→ **Task directions**: Transcribe, exactly and in full, every line from the one including "I've got mostly" to the end of the listing.

→ **Records**:
PR #146, opened 2025-07-02
Globus Exchange Client

### LINKED ISSUE #107: Passing of Delegated Tokens When Launching Agents

AK2000:
# Description
The globus exchange client implements the launching of agents as globus resource servers and the passing of delegated tokens for authentication of agents. To do this, the exchange client is tightly coupled with globus services and implements a `globus_sdk.BaseClient` to handle common complexities like storing and refreshing tokens and retrying and backing off requests.

### Fixes
- Fixes #107 

### Type of Change

## Pull Request Checklist

### DIFF
--- a/academy/exchange/cloud/authenticate.py
+++ b/academy/exchange/cloud/authenticate.py
@@ -74,9 +74,6 @@ class GlobusAuthenticator:
             Ignored if `auth_client` is provided.
         client_secret: Globus application client secret. See `client_id` for
             details. Ignored if `auth_client` is provided.
-        audience: Intended audience of the token. This should typically be
-            the resource server of the the token was issued for. E.g.,
-            the UUID of the Academy Exchange application.
         token_cache_limit: Maximum number of (token, identity) mappings
             to store in memory.
         token_ttl_s: Time in seconds before invalidating cached tokens.


academy/exchange/cloud/globus.py
```diff
@@ -0,0 +1,501 @@
...
+                'Launching child agents is\
+                                       currently not implemented.',
+            )
+
+        loop = asyncio.get_running_loop()
+        if self._auth_client is None:
+            # Need assert because globus_sdk annotations are not tight
+            assert isinstance(globus_sdk.AuthClient.resource_server, str)
+
+            # TODO: This may issues a request, but putting it inside an
```
AK2000: @gpauloski This is definitely worth taking a look at if you get a chance. `get_authorizer` may issue a request to Globus Auth, so it really should be run within an executor. However, putting it within the executor causes a race condition within the JSONTokenStorage leading to JSON Decoding errors. Leaving in like this seems to resolve those issues but may block the event loop. Since I couldn't resolve this after some effort, my thought was to leave this and open an issue.

AK2000:
pre-commit.ci autofix

academy/exchange/cloud/authenticate.py
```diff
@@ -117,7 +120,10 @@ def _token_introspect(
         self,
         token: str,
     ) -> globus_sdk.response.GlobusHTTPResponse:
-        return self.auth_client.oauth2_token_introspect(token)
+        response = self.auth_client.oauth2_token_introspect(token)
+        logger.info(f'Authenticated token with globus: {token}.')
+        logger.debug(f'Token introspect response: {response}.')
```
yadudoc, line 124: Is this log level intentional? It looks like the cloud config sets log_level to debug by default.

academy/exchange/cloud/globus.py
```diff
@@ -0,0 +1,606 @@
...
+from academy.exchange.transport import MailboxStatus
+from academy.identifier import AgentId
+from academy.identifier import EntityId
+from academy.identifier import UserId
+from academy.message import Message
+from academy.serialize import NoPickleMixin
+
+logger = logging.getLogger(__name__)
+
+ACADEMY_PROJECT = '6c357d85-dfb2-4f22-8ab3-dc617849aac5'
```
yadudoc: This doesn't seem to be used in this module. Is this imported elsewhere? If so it should probably go into `constants.py` or similar.

tests/unit/exchange/cloud/login_test.py
```diff
@@ -39,21 +39,16 @@ def mock_env_credentials() -> Generator[tuple[str, str], None, None]:
...
 def test_get_token_storage_academy_default(tmp_path: pathlib.Path):
     env = {
         'ACADEMY_HOME': str(tmp_path),
     }
     with mock.patch.dict(os.environ, env):
-        filepath = tmp_path / 'storage.db'
-        storage = get_token_storage()
-        assert filepath.is_file()
-        storage.close()
+        get_token_storage()
```
yadudoc: This test should assert something.

tests/integration/globus_launch_agents_test.py
```diff
@@ -0,0 +1,54 @@
...
+        super().__init__()
+
+    @action
+    async def echo(self, text: str) -> str:  # pragma: no cover
+        print('Running action')
+        return text
+
+
+@pytest.mark.skip(reason='Responses not mocked sufficiently.')
+async def test_full_globus_exchange_client() -> None:  # pragma: no cover
```
yadudoc: This should go into integration tests.

yadudoc (commented):
@AK2000 I've only had a chance to skim a part of this PR. I'd like to take a closer look at the `globus` module, but I don't want to hold up this PR. 

I've got mostly minor comments, the overall change here looks reasonable.

academy/exchange/cloud/authenticate.py
AK2000: Oh, I think the default should be info, but otherwise these two log levels were intentional

academy/exchange/cloud/globus.py
AK2000: Ope, this was a left over when I thought we could launch all the agents under a single project, but we don't do this since all the people launching agents would need manage_project permissions to that project.

tests/integration/globus_launch_agents_test.py
AK2000: It is? Or do you mean that it shouldn't be skipped?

→ **Task response**:
I've got mostly minor comments, the overall change here looks reasonable.

academy/exchange/cloud/authenticate.py
AK2000: Oh, I think the default should be info, but otherwise these two log levels were intentional

academy/exchange/cloud/globus.py
AK2000: Ope, this was a left over when I thought we could launch all the agents under a single project, but we don't do this since all the people launching agents would need manage_project permissions to that project.

tests/integration/globus_launch_agents_test.py
AK2000: It is? Or do you mean that it shouldn't be skipped?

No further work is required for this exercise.